2. The method according to claim 1, wherein the proxy server is located on the client device and acts as a middleware between the target browser and the remote debugging client application.
3. The method according to claim 1, wherein performing the instrumentation includes executing, by the proxy server, a protocol that facilitates or conditions a JavaScript code of the requested webpage to be debugged by the remote debugging client application.
4. The method according to claim 1, wherein the debugging is performed by using the remote debugging client application that utilizes a development tool to access the proxy server.
5. The method according to claim 1, wherein the code of the instrumented webpage comprises a JavaScript code.
6. The method according to claim 1, wherein the remote debugging client application utilizes a Google® Chrome® development tool to connect with the proxy server.
7. The method according to claim 1, wherein providing the requested webpage includes fetching the requested webpage that is currently running at the target browser or the webpage that is stored in a web site or server.
9. The device according to claim 8, wherein the proxy server acts as a middleware between the target browser and a website, wherein the website stores the webpage.
10. The device according to claim 8, wherein the proxy server acts as a middleware between the target browser and a remote debugging client application, the remote debugging client application includes the remote debugger UI.
11. The device according to claim 8, wherein the proxy server includes a protocol that conditions or transforms the requested webpage for debugging purposes.
12. The device according to claim 8, wherein the development tool is a Google® Chrome® development tool.
14. The one or more non-transitory computer-readable media according to claim 13, wherein the proxy server acts as a middleware between the target browser and a website, wherein the website stores the webpage.
15. The one or more non-transitory computer-readable media according to claim 13, wherein the proxy server acts as a middleware between the target browser and the remote debugging client application.
16. The one or more non-transitory computer-readable media according to claim 13, wherein performing the instrumentation includes executing a protocol by the proxy server, the protocol facilitates or conditions a JavaScript code of the requested webpage to be debugged by the remote debugging client application.
17. The one or more non-transitory computer-readable media according to claim 13, wherein the debugging is performed by using the remote debugging client application that utilizes a development tool to access the proxy server.
18. The one or more non-transitory computer-readable media according to claim 13, wherein the code of the instrumented webpage comprises a JavaScript code.

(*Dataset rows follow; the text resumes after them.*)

Issue #1884, opened 2021-02-04
1851 breaks the code for amazon-ca


augustynr:
## Expected Behavior

The patch 1851 brakes the code for amazon-ca
## Current Behavior
lots of errors

## Steps to Reproduce
the clean new pull of the source

## Environment

- OS:
ubuntu 20.04

```dotenv
```
STORES="amazon-ca"

more
## Logs

[11:32:26 a.m.] info :: ℹ selected stores: amazon-ca
[11:32:26 a.m.] info :: ℹ selected series: 3060ti, 3080
[11:32:26 a.m.] info :: ✔ sound player found: aplay
[11:33:40 a.m.] info :: ✖ [amazon-ca] [msi (3080)] gaming x trio :: OUT OF STOCK
[11:33:47 a.m.] error :: ✖ [amazon-ca] msi 3080 ventus 3x oc - Cannot read property 'join' of null
[11:33:54 a.m.] error :: ✖ [amazon-ca] evga 3080 ftw3 - Cannot read property 'join' of null

wofnull:
checked against the current release, as it seems we have here the same issue as in previous fixxes  where i found that the outOfStock check was somehow missing and messing up the results. i will do a quickfix for this.

PR #1851, opened 2021-02-01
fix(amazon-ca): update selector 

wofnull:
### Description
for maxprice changed for the whole store

Fixes issue #1846 

### Testing

Local Testing done and verified via CA VPN:

image

PR #1885, opened 2021-02-04
fix(amazon-ca): out of stock check was missing

wofnull:
### Description

Fixes: #1884

During the testrun of #1851 the errors where not triggered. but i think somehow that the missing outofstockcheck in any store will cause problems at some point.

### Testing

Testing done via VPN ( CA ) and directly to find additional issues, after adding out of stock check everything worked fine here.
image


jef (approved):
Awesome! Thank you very much @wofnull 🚀 ☺️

The present disclosure relates generally to remote debugging of mobile web applications across devices with different operating systems or browser applications.

Coded software applications may typically contain errors in the code. Although some coded software applications are error-free, in other instances, a software programmer may play it safe by installing debugging code in the coded software applications.

Errors in coded software application are referred to as “bugs.” The process of correcting these errors is referred to as “debugging.” While extensive debugging may be implemented by a software programmer as to coded software applications during construction, many “bugs” may often not be readily apparent until the application has executed in real world conditions.

Debugging applications may be limited by the operating system installed in mobile devices. For example, HTML5® & JavaScript® are increasingly adopted in mobile application development. In this example, a critical problem may arise as to how the JavaScript may be debugged on these mobile devices, especially, for example, on Android implemented devices.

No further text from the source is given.